After a few thousand states it will start to report the number of hours per million states (or if it is running very fast, per billions states). This is useful to allow you to predict how long the run is going to take and whether you have time to go and get a cup of coffee, or lunch, or a two week vacation in the Caribbean.
# BEAST v1.X
# Generated Sun Jul 23 17:42:37 BST 2017 [seed=1500828054875]
state Posterior Prior Likelihood rootAge
0 -6812.7534 -481.7973 -6330.9561 102.559 -
10000 -2910.2955 -246.4611 -2663.8344 13.7383 -
20000 -2082.7664 -234.0125 -1848.7539 0.12112 -
30000 -2049.3031 -230.0213 -1819.2818 5.84813E-2 -
40000 -2043.1005 -226.3604 -1816.7401 6.21508E-2 -
50000 -2042.1593 -226.1915 -1815.9678 5.79924E-2 -
.
.
.
After waiting the expected amount of time, BEAST will finish.
950000 -2044.0265 -227.1010 -1816.9255 5.98269E-2 11.27 hours/billion states
960000 -2041.6364 -225.0546 -1816.5818 5.58888E-2 11.27 hours/billion states
970000 -2046.3378 -227.5622 -1818.7756 5.96169E-2 11.27 hours/billion states
980000 -2039.9261 -226.1422 -1813.7839 5.96151E-2 11.27 hours/billion states
990000 -2047.3466 -227.6691 -1819.6775 6.41662E-2 11.27 hours/billion states
1000000 -2040.3296 -225.5095 -1814.8201 5.74639E-2 11.27 hours/billion states
Operator analysis
Operator Tuning Count Time Time/Op Pr(accept)
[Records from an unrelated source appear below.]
PR #768, opened 2022-03-10
[ISSUE-766] Remove replace directives

### LINKED ISSUE #766: Make csi-driver go.mod importable and remove replace directive as much as possible

Remove replace directive from sources

rkiselenko:
### Problem

Make csi-driver go.mod importable and remove replace directive as much as possible

In order to remove all replace we should remove deps which not related to actual driver. 

k8s e2e modules isn't importable and imported with replace directive.

### Resolution

Move all e2e tests from folder `test` to its own module `csi-baremetal-e2e-tests` and require `csi-baremetal` module as deps for it.

Cleanup deps and run `go mod tidy` remove all indirect deps.

## PR checklist
- [x] Add link to the issue
- [x] Choose Project
- [x] Choose PR label
- [ ] New unit tests added

## Testing
_Provide test details_


tests/go.mod
```diff
@@ -0,0 +1,139 @@
...
+	github.com/onsi/gomega v1.14.0
+	github.com/sirupsen/logrus v1.8.1
+	gopkg.in/yaml.v2 v2.4.0
+	k8s.io/api v1.22.5
+	k8s.io/apimachinery v0.23.4
+	k8s.io/client-go v0.23.4
+	k8s.io/kubernetes v1.22.5
+)
+
+require (
```
safronovD, line 21: Why we have 2 `require` sections here?

go.mod
```diff
@@ -5,63 +5,25 @@ go 1.16
 require (
```
safronovD, line 5: Should we change go version here too?

tests/e2e/reports/report.xml
```diff
@@ -0,0 +1,543 @@
+<?xml version="1.0" encoding="UTF-8"?>
```
yurkov-anton, line 1: Is this file need to merge PR?

yurkov-anton (approved):

tests/go.mod
rkiselenko: idk go mod works in that way

go.mod
rkiselenko: No

tests/go.mod
safronovD: thank you for the reference

go.mod
safronovD: So we have go 1.16 in devkit and in csi-beremetal go mod, go 1.17 in PR validation and in csi-baremetal-tests go.mod. Why do we need to upgrade go version for tests and why can't update it everywhere?

rkiselenko: `go help go.mod` 

> The expected language version, set by the go directive, determines
> which language features are available when compiling the module.
> Language features available in that version will be available for use.
> Language features removed in earlier versions, or added in later versions,
> will not be available. Note that the language version does not affect
> build tags, which are determined by the Go release being used.

rkiselenko: > The basic guideline is fairly simple: a "go" directive 1.N means that the code in that module is permitted to use language features that existed in 1.N even if those features were removed in later releases of the language.

safronovD: Ok, could you please explain why do we need to upgrade go version for csi-baremetal-tests only? Is it works in devkit with go 1.16?

rkiselenko: There is no "version upgrade", `go 1.N` declare the version as described above, you free to use any version.

safronovD: But we use go compailer 1.16 installed in devkit and declare go 1.17 in go.mod. May we have conflicts?

rkiselenko: no

safronovD (approved):

Makefile
```diff
@@ -92,33 +92,36 @@ install-protoc:
 install-compile-proto: install-protoc compile-proto
 
 install-controller-gen:
-	# Build controller-gen from go.mod
```
safronovD, line 95: Could you please remove `tidy` target too?

rkiselenko: I dont get.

scale(kappa) 0.239 13605 621 0.05 0.2453
frequencies 0.105 13530 722 0.05 0.2398
subtreeSlide(treeModel) 0.025 202546 5651 0.03 0.2313
Narrow Exchange(treeModel) 203114 7020 0.03 0.0547
Wide Exchange(treeModel) 40112 623 0.02 0.0099
wilsonBalding(treeModel) 40753 848 0.02 0.0053
scale(treeModel.rootHeight) 0.148 40635 1192 0.03 0.2406
uniform(nodeHeights(treeModel)) 404956 13096 0.03 0.385
scale(yule.birthRate) 0.126 40749 305 0.01 0.2392
41.987 seconds
The table at the end lists each of the operators, how many times each was used, how much time they took and some other details. This information can be useful for optimising the performance of runs but generally it can be ignored.
This took 40 seconds to run on a low-performance MacBook. Clearly we would be able to run it for much longer whilst getting a coffee but with such a small data set we may not need to. We will find out when we start to look at the output files from BEAST.